Requirement: When the string "have" is part of a line in the data below, report the whole line.

Saved data entries:

---

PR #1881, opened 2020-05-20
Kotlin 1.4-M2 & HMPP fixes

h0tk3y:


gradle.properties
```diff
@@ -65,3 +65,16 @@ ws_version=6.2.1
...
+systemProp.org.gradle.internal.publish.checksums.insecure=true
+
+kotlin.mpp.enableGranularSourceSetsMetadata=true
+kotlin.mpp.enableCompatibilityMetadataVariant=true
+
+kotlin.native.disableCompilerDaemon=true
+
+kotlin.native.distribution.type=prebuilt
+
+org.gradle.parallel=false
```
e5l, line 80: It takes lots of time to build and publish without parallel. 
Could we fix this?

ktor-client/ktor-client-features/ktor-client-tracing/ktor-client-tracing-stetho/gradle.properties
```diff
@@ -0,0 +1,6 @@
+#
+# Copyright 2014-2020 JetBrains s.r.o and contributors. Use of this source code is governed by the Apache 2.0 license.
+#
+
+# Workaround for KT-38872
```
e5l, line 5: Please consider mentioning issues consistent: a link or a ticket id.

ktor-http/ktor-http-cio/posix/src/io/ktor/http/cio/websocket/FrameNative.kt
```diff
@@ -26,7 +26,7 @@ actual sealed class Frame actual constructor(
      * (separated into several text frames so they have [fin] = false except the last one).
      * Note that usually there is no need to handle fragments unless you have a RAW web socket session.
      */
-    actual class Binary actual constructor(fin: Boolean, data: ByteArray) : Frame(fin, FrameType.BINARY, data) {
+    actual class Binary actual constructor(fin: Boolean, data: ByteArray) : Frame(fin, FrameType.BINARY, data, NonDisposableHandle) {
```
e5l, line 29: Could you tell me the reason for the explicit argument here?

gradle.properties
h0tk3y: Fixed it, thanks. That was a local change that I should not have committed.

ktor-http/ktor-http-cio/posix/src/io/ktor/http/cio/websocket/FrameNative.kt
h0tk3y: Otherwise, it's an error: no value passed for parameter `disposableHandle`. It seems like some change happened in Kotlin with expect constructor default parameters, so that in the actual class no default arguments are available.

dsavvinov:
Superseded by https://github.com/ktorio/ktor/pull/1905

---

Problem solution:
      * (separated into several text frames so they have [fin] = false except the last one).
      * Note that usually there is no need to handle fragments unless you have a RAW web socket session.
h0tk3y: Fixed it, thanks. That was a local change that I should not have committed.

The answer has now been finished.